Implement it as follows:

public static class Empty<T> extends List<T> {
  public <R> R match(ListVisitor<R, T> v) {
    return v.empty();
  }
}
public static class Cons<T> extends List<T> {
  /* ... fields and constructor as above ... */
  public <R> match(listVisitor<R, T> v) {
    return v.cons(head, tail);
  }
}

And use it as follows:

int length(List<T> l) {
  return l.match(new ListVisitor<Integer, T>() {
    public Integer empty() {
      return 0;
    }
    public Integer cons(T head, List<T> tail) {
      return 1 + length(tail);
    }
  };
}
 
void forEach(List<T> l, final Consumer<T> fun) {
  l.match(new ListVisitor<Void, T>() {
    public Void empty() {
      return null;
    }
    public Void cons(T head, List<T> tail) {
      fun.apply(head);
      forEach(tail, fun);
      return null;
    }
  };
}

This design is extremely verbose compared to the other approaches, however it is Level 1 when guaranteeing that all cases must be covered, and Level 1 when guaranteeing that client (pattern-matching) code works as it should.

However no guarantees exist that the List implementation is correct: if, by mistake (such as a copy-paste error for a class having lots of cases), I implement Cons.match(v) to call v.empty(), everything compiles with no warning, and programmers using your visitor API will be left wondering why their clearly correct code doesn’t work.

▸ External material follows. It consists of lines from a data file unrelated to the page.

Issue #928, opened 2026-09-03
[Feature request] Add a banner for update available


beeradmoore:
### Describe what this adds or solves

Only at one time will the app say there is an update. If the user skips this, or a bug happen and it does not show then the user may never know. 

### Describe the solution you'd like

Add a banner to the bottom of the app, or top of the games page or something like that so it can say "Update available: v1.2.7". Clicking it should present the update page as normal.

hammadk306:
Hi! I would love to work on this issue. Could you please assign it to me? Thanks!

beeradmoore:
It looks like a PR is already open for it

beeradmoore:
Apologies, that is to fix the popup. You can have a shot at it.

I was wondering if a status bar that has a green pill shaped thing in the bottom right would be good. It shouldn't be excessive and intrusive. Happy for you to have a play with it to see what works and what doesn't

PR #932, opened 2026-09-05
Fixed update prompt never showing for a newer version

### LINKED ISSUE #924: [BUG] Auto-Update does not appear to show an update
### Describe the bug

DLSS Swapper v1.2.6.1 is out but DLSS Swapper v1.2.5 does not prompt to update.

### Steps To Reproduce

1. Open DLSS Swapper
2. Wait for an update screen.

### Expected behavior

Popup saying about a new update available.

### Logs

_No response_

### Screenshots

_No response_

### Additional context

This was first mentioned [here](https://github.com/beeradmoore/dlss-swapper/issues/912#issuecomment-5404763819).

### DLSS Swapper version

v1.2.5

### Windows version

25H2

ethanstoner:
## Description of Changes

`GitHubUpdater.HasPromptedBefore` has its comparison the wrong way round, so once the app has prompted about any release it never prompts again.

The method answers "have we already nagged the user about this version?". `MainWindow.xaml.cs:379` only shows the dialog when it returns `false`. As written it returns `false` when the available release is **older** than `Settings.Instance.LastPromptWasForVersion`, and `true` for every version **newer** than it, which is backwards:

```csharp
else if (thisVersion < lastVersionPromptedFor)
{
    return false;
}
```

That is the case in #924. A user on v1.2.5 already has `LastPromptWasForVersion` set to v1.2.5.0 from the previous prompt. v1.2.6.1 is greater than that, so the check reports "already prompted" and the dialog is skipped. The `LastPromptWasForVersion == 0` early return is why it still works exactly once, on a fresh install.

This is a one character change, `<` to `>`.

I also checked a second possible cause before settling on this one. `GitHubRelease.GetVersionNumber` returns 0 unless the release name starts with `v`, which would break the check a different way, but the API really does return `name=v1.2.6.1`, so parsing is fine.

### Evidence

I copied `GetVersionNumber` and `HasPromptedBefore` into a standalone console app and ran the real release names from the API. With `LastPromptWasForVersion` at v1.2.5.0:

| latest release | current: prompts? | patched: prompts? | should prompt? |
| --- | --- | --- | --- |
| v1.2.4.0 | yes | no | no |
| v1.2.5.0 | no | no | no |
| v1.2.6.1 | no | yes | yes |
| v1.3.0.0 | no | yes | yes |
| v2.0.0.0 | no | yes | yes |

The current code is wrong in four of the five cases, including every newer version. With the operator flipped all five are correct, and the first run case (`LastPromptWasForVersion == 0`) still prompts either way.

Builds clean, 0 warnings and 0 errors.

One thing I have not verified: the dialog actually appearing in a running app. That needs a real prompt cycle against a stale `LastPromptWasForVersion` and a newer published release, which I could not set up locally. The logic above is verified, the end to end UI path is not. Happy to test it another way if you would like.

This should also cover most of what #928 is about, since that describes the same "only prompts once" behaviour, though a persistent banner would still be a useful addition on top.

## Type of Change

- [x] Bug fix
- [ ] New feature
- [ ] Documentation update
- [ ] Translation update

## Issues Resolved

#924

### DIFF
--- a/src/Data/GitHub/GitHubUpdater.cs
+++ b/src/Data/GitHub/GitHubUpdater.cs
@@ -158,7 +158,7 @@ internal class GitHubUpdater
         {
             return false;
         }
-        else if (thisVersion < lastVersionPromptedFor)
+        else if (thisVersion > lastVersionPromptedFor)
         {
             return false;
         }


beeradmoore:
> so once the app has prompted about any release it never prompts again.

I will double check the rest of the logic but this is intentional (though labelled incorrectly). If a user is on 1.2.5 and 1.2.6 comes out it should prompt only once. The intent being that the user does not get a prompt every time.

You have raised some interesting points though so I'd love to test it out. All of my tests have been on apps with fresh install so I could be deceiving results. 

Thinking about the update feature maybe this logic should be changed so the popup shows every time but it also has a "[ ] Don't prompt me for this version again". The internal checks mentioned here should then check if the upcoming version matches the one they clicked "don't prompt..." then we don't display the popup. Until then they get the popup every single launch.

ethanstoner:
That intent is already what the write back gives you, and it survives the fix.

I simulated the full lifecycle rather than just the comparison: `HasPromptedBefore` (`GitHubUpdater.cs:152-167`) plus the `LastPromptWasForVersion` write back in `DisplayNewUpdateDialog` (`GitHubUpdater.cs:171-176`), starting from a user on v1.2.5.0 who has already been prompted for it, then two app launches each across v1.2.6.1 and v1.3.0.0:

Correctness of the List.match() implementations is therefore Level 3 only because errors are obvious when inspecting them. Can we do better?

Non-destructing Visitors (Levels 1, 1, 1)

The answer is yes, of course, with a very minor change: Have the Visitor interface take full List subclass instances instead of destructing them. I chose here to have all methods have the same name to avoid redundancy, making the code more pleasant to read:

public interface ListVisitor<R, T> {
  R when(Empty<T> e);
  R when(Cons<T> c);
}
 
public abstract class List<T> {
  public <R> R match(ListVisitor<R, T>);
}
 
public static class Empty<T> extends List<T> {
  public <R> R match(ListVisitor<R, T> v) {
    return v.when(this);
  }
}
public static class Cons<T> extends List<T> {
  /* ... fields and constructor as above ... */
  public <R> match(listVisitor<R, T> v) {
    return v.when(this);
  }
}

Used as follows:

int length(List<T> l) {
  return l.match(new ListVisitor<Integer, T>() {
    public Integer when(Empty<T> e) {
      return 0;
    }
    public Integer when(Cons<T> cons) {
      return 1 + length(cons.tail);
    }
  };
}
 
void forEach(List<T> l, final Consumer<T> fun) {
  l.match(new ListVisitor<Void, T>() {
    public Void when(Empty<T> e) {
      return null;
    }
    public Void cons(Cons<T> cons) {
      fun.apply(cons.head);
      forEach(cons.tail, fun);
      return null;
    }
  };
}

The advantage of having all methods take the name is that it eliminates the risk of copy-paste accidents: they are copy-pasted! It is not even possible to call the wrong visitor method because the compiler detects the correct one for you.

Summary

Although unpleasantly verbose, the non-destructive Visitor approach is clearly the winner in terms of robustness, especially as it Level-1-forces all callers to adapt their code when you add a new case.

However, the very second you yield to the temptation of adding support for a “default” implementation (typically by having an abstract implementation of the visitor interface that calls a single abstract method from all methods), be warned that your visitor is no longer safer than the exception-based approach ; it is just more verbose.